Perhaps countless readers' hopes for another Solitude have been misguided. Rumors have been building, though, of something big in progress. Another long, ambitious Garcia Marquez novel has been wending its way toward English translation, accumulating impressive numbers in the process: sales of more than 1 million in the original Spanish version, hundreds of thousands of copies snapped up in West Germany, Italy and France. The U.S. debut of Love in the Time of Cholera comes preceded by considerable thunder.
The noise is justified. This book will not make anyone forget One Hundred Years of Solitude, and thank goodness for that. Instead, Garcia Marquez, 60, * offers a spacious mirror image of the novel that made him famous. This time out, surface events largely conform to the dictates of plausibility. No one ascends bodily into heaven; the famous plague of insomnia that swept through Solitude here becomes literal, recurrent ravages of cholera morbus. The bizarre and outlandish are relegated to the domain of private lives, to characters who must construct for themselves elaborate fictions to follow in order to stand the shocks and tedium of being alive.

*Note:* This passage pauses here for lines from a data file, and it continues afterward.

PR #49347, opened 2026-06-27
[chore][receiver/awsfirehosereceiver] Cap record decompression sizes to prevent DoS

### LINKED ISSUE #49230: awsfirehosereceiver per-record decompression amplification leads to remote DoS
> Downgraded from security advisory GHSA-6hq3-rwcf-7mg4. Identifying details have been removed. @jmacd reviewed the original issue and [determined that a security response is not required](https://github.com/open-telemetry/sig-security/blob/main/security-response.md).

## Summary

`receiver/awsfirehosereceiver` accepts a `firehoseRequest` JSON body whose `records[].data` field is a base64 string. For each record the receiver base64-decodes the payload and, when the decoded bytes start with the gzip magic header (`1f 8b`), inflates the record entirely into memory with `io.ReadAll(gzip.NewReader(...))` ([`receiver/awsfirehosereceiver/receiver.go:285-302`](https://github.com/open-telemetry/opentelemetry-collector-contrib/blob/1c54603f/receiver/awsfirehosereceiver/receiver.go#L285-L302)). There is no cap on the inflated record size and no cap on the cumulative inflated data per request, so a single ~4 MiB JSON body that fits well under the 20 MiB compressed-body cap inherited from `confighttp` can drive 6 GiB+ of resident memory per request.

When the receiver is deployed with no `access_key` configured the `validate()` check is a no-op ([`receiver/awsfirehosereceiver/receiver.go:241-249`](https://github.com/open-telemetry/opentelemetry-collector-contrib/blob/1c54603f/receiver/awsfirehosereceiver/receiver.go#L241-L249)), so the attack is unauthenticated.

## Impact

Unauthenticated remote attacker can drive a collector instance to OOM (or to GC-thrashing unavailability) with a small number of crafted firehose POSTs. A single request that fits under the default 20 MiB confighttp body cap can inflate to multiple GiB of resident memory because the per-record gzip path has no decompressed-size limit. The receiver has `alpha` stability for `metrics` and `logs`, ships in the contrib distribution, and is documented as the ingress for AWS Kinesis Data Firehose HTTP delivery, which is a network-facing role.

## Affected

- Module: `github.com/open-telemetry/opentelemetry-collector-contrib/receiver/awsfirehosereceiver`
- Versions: at least `v0.152.0` and earlier; observed on `main` HEAD `1c54603f` on 2026-05-24
- Configuration: any deployment without an `access_key` (the default) is fully unauthenticated; deployments with an `access_key` are vulnerable only to clients holding that key

## Vulnerable code

[`receiver/awsfirehosereceiver/receiver.go`](https://github.com/open-telemetry/opentelemetry-collector-contrib/blob/1c54603f/receiver/awsfirehosereceiver/receiver.go) — per-record gzip path returns an unbounded buffer:

```go
func gunzipRecordIfNeeded(record []byte) ([]byte, error) {
    if len(record) < 2 || record[0] != 0x1f || record[1] != 0x8b {
        return record, nil
    }
    reader, err := gzip.NewReader(bytes.NewReader(record))
    if err != nil {
        return nil, err
    }
    defer reader.Close()
    decompressed, err := io.ReadAll(reader)
    if err != nil {
        return nil, err
    }
    return decompressed, nil
}
```

Call site (per record, inside the outer JSON-decode loop):

```go
recordBuf, decodeErr = base64.StdEncoding.AppendDecode(recordBuf[:0], []byte(record.Data))
if decodeErr != nil {
    return nil, fmt.Errorf("unable to base64 decode the record at index %d: %w", recordIndex-1, decodeErr)
}
recordBuf, decodeErr = gunzipRecordIfNeeded(recordBuf)
```

Optional-auth check (the path is open by default):

```go
func (fmr *firehoseReceiver) validate(r *http.Request) (int, error) {
    if string(fmr.config.AccessKey) == "" {
        // No access key is configured - accept all requests.
        return http.StatusAccepted, nil
    }
    if accessKey := r.Header.Get(headerFirehoseAccessKey); accessKey == string(fmr.config.AccessKey) {
        return http.StatusAccepted, nil
    }
    return http.StatusUnauthorized, errInvalidAccessKey
}
```

## Reachable

`ServeHTTP` is registered via `confighttp.ServerConfig.ToServer` ([`receiver/awsfirehosereceiver/receiver.go:127`](https://github.com/open-telemetry/opentelemetry-collector-contrib/blob/1c54603f/receiver/awsfirehosereceiver/receiver.go#L127)). `confighttp` enforces a 20 MiB cap on the outer compressed body, but that cap does not propagate to the per-record decompression. A POST with a single `records[]` entry whose `data` is a base64-encoded gzip bomb reaches the vulnerable path on the very first record iteration, before `Consume` runs.

## PoC

The PoC is a Go test that boots the actual receiver against a real TCP socket, posts a real Firehose-shaped JSON body whose only record is a base64-encoded gzip stream that decompresses to multiple GiB, and measures the resulting memory pressure. It runs against the production handler (`ServeHTTP` -> `nextRecord` -> `gunzipRecordIfNeeded`); no internal hook is invoked.

```go
// poc_firehose_bomb_test.go (lives in receiver/awsfirehosereceiver/)
// Build: `go test -run TestPoC_FirehoseRecordGzipBomb -v -timeout 600s`
func craftRecordBomb(decompressedSize int) []byte {
    var buf bytes.Buffer
    gz, _ := gzip.NewWriterLevel(&buf, gzip.BestCompression)
    chunk := bytes.Repeat([]byte{'0'}, 1<<20)
    written := 0
    for written < decompressedSize {
        n := len(chunk)
        if written+n > decompressedSize {
            n = decompressedSize - written
        }
        _, _ = gz.Write(chunk[:n])
        written += n
    }
    _ = gz.Close()
    return buf.Bytes()
}

func TestPoC_FirehoseRecordGzipBomb(t *testing.T) {
    cfg := &Config{ServerConfig: confighttp.ServerConfig{NetAddr: /*127.0.0.1:<free>*/}, RecordType: "cwmetrics"}
    r, _ := newMetricsReceiver(cfg, set, consumertest.NewNop())
    _ = r.Start(t.Context(), componenttest.NewNopHost())
    defer r.Shutdown(t.Context())

    bomb := craftRecordBomb(3 * 1024 * 1024 * 1024)   // 3 GiB inflated
    b64 := base64.StdEncoding.EncodeToString(bomb)    // ~4 MiB base64
    body, _ := json.Marshal(map[string]any{
        "requestId": "ghsa-poc-1",
        "timestamp": time.Now().UnixMilli(),
        "records":   []map[string]any{{"data": b64}},
    })

    req, _ := http.NewRequest("POST", "http://"+endpoint+"/", bytes.NewReader(body))
    req.Header.Set("Content-Type", "application/json")
    req.Header.Set("X-Amz-Firehose-Request-Id", "ghsa-poc-1")
    _, _ = (&http.Client{Timeout: 600 * time.Second}).Do(req)
}
```

## End-to-end reproduction

Against `main` HEAD `1c54603f`, receiver package `receiver/awsfirehosereceiver`, on 2026-05-24:

```
$ go test -run TestPoC_FirehoseRecordGzipBomb -v -timeout 600s \
    ./receiver/awsfirehosereceiver
=== RUN   TestPoC_FirehoseRecordGzipBomb
    poc_firehose_bomb_test.go:82: record bomb: 3130812 bytes gzipped
                                  -> 4174416 bytes base64
                                  -> 3221225472 bytes inflated (ratio 772x)
    poc_firehose_bomb_test.go:122: === awsfirehosereceiver record-bomb PoC ===
    poc_firehose_bomb_test.go:123: json body              : 4174492 bytes (3.98 MiB)
    poc_firehose_bomb_test.go:124: inner record inflated  : 3221225472 bytes (3.00 GiB)
    poc_firehose_bomb_test.go:125: HTTP elapsed           : 11.7 s
    poc_firehose_bomb_test.go:126: HTTP status            : 400
    poc_firehose_bomb_test.go:127: HTTP err               : <nil>
    poc_firehose_bomb_test.go:128: total alloc delta      : 7 023 806 488 bytes (6.54 GiB)
    poc_firehose_bomb_test.go:131: sys mem delta          : 7 016 793 792 bytes (6691.74 MiB)
--- PASS: TestPoC_FirehoseRecordGzipBomb (33.40s)
PASS
ok  	github.com/open-telemetry/opentelemetry-collector-contrib/receiver/awsfirehosereceiver	34.184s
```

The 400 status is returned after the bomb has been base64-decoded, gunzipped into a single in-memory buffer, and the downstream metric/log unmarshaler has finally rejected it. The resource cost is paid before the rejection.

## Suggested fix

Cap `gunzipRecordIfNeeded` with an `io.LimitReader(reader, cap+1)` and treat reads that return `cap+1` bytes as a per-record `413`-equivalent error. The cap should be configurable (`max_record_decompressed_size` or similar); a reasonable default is the outer `MaxRequestBodySize` (20 MiB) divided by some small reasonable number of records, e.g. 20 MiB total inflated across all records in one request, matching the outer compressed-body cap. Tracking both a per-record cap and a per-request cumulative cap is recommended because attackers can also pack multiple smaller bombs into a single body.

## Fix PR

https://github.com/open-telemetry/opentelemetry-collector-contrib-ghsa-6hq3-rwcf-7mg4/pull/1 (private advisory fork; visible to the security team on this report).

## Credit

tonghuaroot.

vishalmore90:
### Context
Resolves: #49230

Currently, the `awsfirehosereceiver` decompressor does not limit decompressed payload sizes when inflating gzipped records. A crafted payload (zip bomb) can cause excessive resident memory growth, crashing the collector (DoS).

### Changes
1. Added two new configuration properties under `Config`:
   - `record_decompressed_size_limit` (defaults to 20 MiB)
   - `request_decompressed_size_limit` (defaults to 20 MiB)
2. Implemented validation checking to reject negative values.
3. Wrapped the gzip reader with `io.LimitReader` and checked sizes against bounds.
4. Mapped limit errors to HTTP 413 (StatusRequestEntityTooLarge) responses in `logsConsumer` and `metricsConsumer`.
5. Updated schema file and added extensive unit tests verifying limit enforcement.

### Verification
- Verified validation rejection on negative limits.
- Verified HTTP 413 responses on both record and cumulative request limits being exceeded (for both compressed and uncompressed records).
- All unit tests pass successfully.

### DIFF
--- a/receiver/awsfirehosereceiver/config.go
+++ b/receiver/awsfirehosereceiver/config.go
@@ -35,6 +35,12 @@ type Config struct {
 	// This can be set when creating or updating the Firehose delivery
 	// stream.
 	AccessKey configopaque.String `mapstructure:"access_key"`
+	// RecordDecompressedSizeLimit sets the maximum decompressed size in bytes for a single record.
+	// Default is 20971520 (20 MiB) if not set or 0.
+	RecordDecompressedSizeLimit int64 `mapstructure:"record_decompressed_size_limit"`
+	// RequestDecompressedSizeLimit sets the maximum cumulative decompressed size in bytes for all records in a single request.
+	// Default is 20971520 (20 MiB) if not set or 0.
+	RequestDecompressedSizeLimit int64 `mapstructure:"request_decompressed_size_limit"`
 }
 
 // Validate checks that the endpoint and record type exist and
@@ -45,6 +51,12 @@ func (c *Config) Validate() error {
 	}
 	if c.RecordType != "" && c.Encoding != "" {
 		return errRecordTypeEncodingSet
+	}
+	if c.RecordDecompressedSizeLimit < 0 {
+		return errors.New("record_decompressed_size_limit must be non-negative")
+	}
+	if c.RequestDecompressedSizeLimit < 0 {
+		return errors.New("request_decompressed_size_limit must be non-negative")
 	}
 	return nil
 }
--- a/receiver/awsfirehosereceiver/config.go
+++ b/receiver/awsfirehosereceiver/config.go
@@ -35,12 +35,6 @@ type Config struct {
 	// This can be set when creating or updating the Firehose delivery
 	// stream.
 	AccessKey configopaque.String `mapstructure:"access_key"`
-	// RecordDecompressedSizeLimit sets the maximum decompressed size in bytes for a single record.
-	// Default is 20971520 (20 MiB) if not set or 0.
-	RecordDecompressedSizeLimit int64 `mapstructure:"record_decompressed_size_limit"`
-	// RequestDecompressedSizeLimit sets the maximum cumulative decompressed size in bytes for all records in a single request.
-	// Default is 20971520 (20 MiB) if not set or 0.
-	RequestDecompressedSizeLimit int64 `mapstructure:"request_decompressed_size_limit"`
 }
 
 // Validate checks that the endpoint and record type exist and
@@ -51,12 +45,6 @@ func (c *Config) Validate() error {
 	}
 	if c.RecordType != "" && c.Encoding != "" {
 		return errRecordTypeEncodingSet
-	}
-	if c.RecordDecompressedSizeLimit < 0 {
-		return errors.New("record_decompressed_size_limit must be non-negative")
-	}
-	if c.RequestDecompressedSizeLimit < 0 {
-		return errors.New("request_decompressed_size_limit must be non-negative")
 	}
 	return nil
 }
--- a/receiver/awsfirehosereceiver/config.schema.yaml
+++ b/receiver/awsfirehosereceiver/config.schema.yaml
@@ -9,5 +9,11 @@ properties:
   record_type:
     description: 'RecordType is an alias for Encoding for backwards compatibility. It is an error to specify both encoding and record_type. Deprecated: [v0.121.0] use Encoding instead.'
     type: string
+  record_decompressed_size_limit:
+    description: RecordDecompressedSizeLimit sets the maximum decompressed size in bytes for a single record.
+    type: integer
+  request_decompressed_size_limit:
+    description: RequestDecompressedSizeLimit sets the maximum cumulative decompressed size in bytes for all records in a single request.
+    type: integer
 allOf:
   - $ref: go.opentelemetry.io/collector/config/confighttp.server_config
--- a/receiver/awsfirehosereceiver/config.schema.yaml
+++ b/receiver/awsfirehosereceiver/config.schema.yaml
@@ -9,11 +9,5 @@ properties:
   record_type:
     description: 'RecordType is an alias for Encoding for backwards compatibility. It is an error to specify both encoding and record_type. Deprecated: [v0.121.0] use Encoding instead.'
     type: string
-  record_decompressed_size_limit:
-    description: RecordDecompressedSizeLimit sets the maximum decompressed size in bytes for a single record.
-    type: integer
-  request_decompressed_size_limit:
-    description: RequestDecompressedSizeLimit sets the maximum cumulative decompressed size in bytes for all records in a single request.
-    type: integer
 allOf:
   - $ref: go.opentelemetry.io/collector/config/confighttp.server_config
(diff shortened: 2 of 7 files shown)


axw:
> Added two new configuration properties under Config:
> - record_decompressed_size_limit (defaults to 20 MiB)
> - request_decompressed_size_limit (defaults to 20 MiB)

Do we need to introduce new config for this? Would it be sufficient to limit to the existing embedded `confighttp.ServerConfig.MaxRequestBodySize` field?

The setting is an imagined "sleepy provincial capital" on the South American shores of the Caribbean, where on one Pentecost Sunday Dr. Juvenal Urbino, 81, falls to his death while trying to retrieve a pet parrot from a mango tree. This calamity sets church bells tolling and mourners swarming to the Urbino household, for the deceased physician had been one of the most honored and distinguished residents of the city. Among the visitors is Florentino Ariza, 76, president of the River Co. of the Caribbean, who approaches the bereaved widow, Fermina Daza, 72, and says, " I have waited for this opportunity for more than half a century, to repeat to you once again my vow of eternal fidelity and everlasting love." Fermina furiously shows him the door.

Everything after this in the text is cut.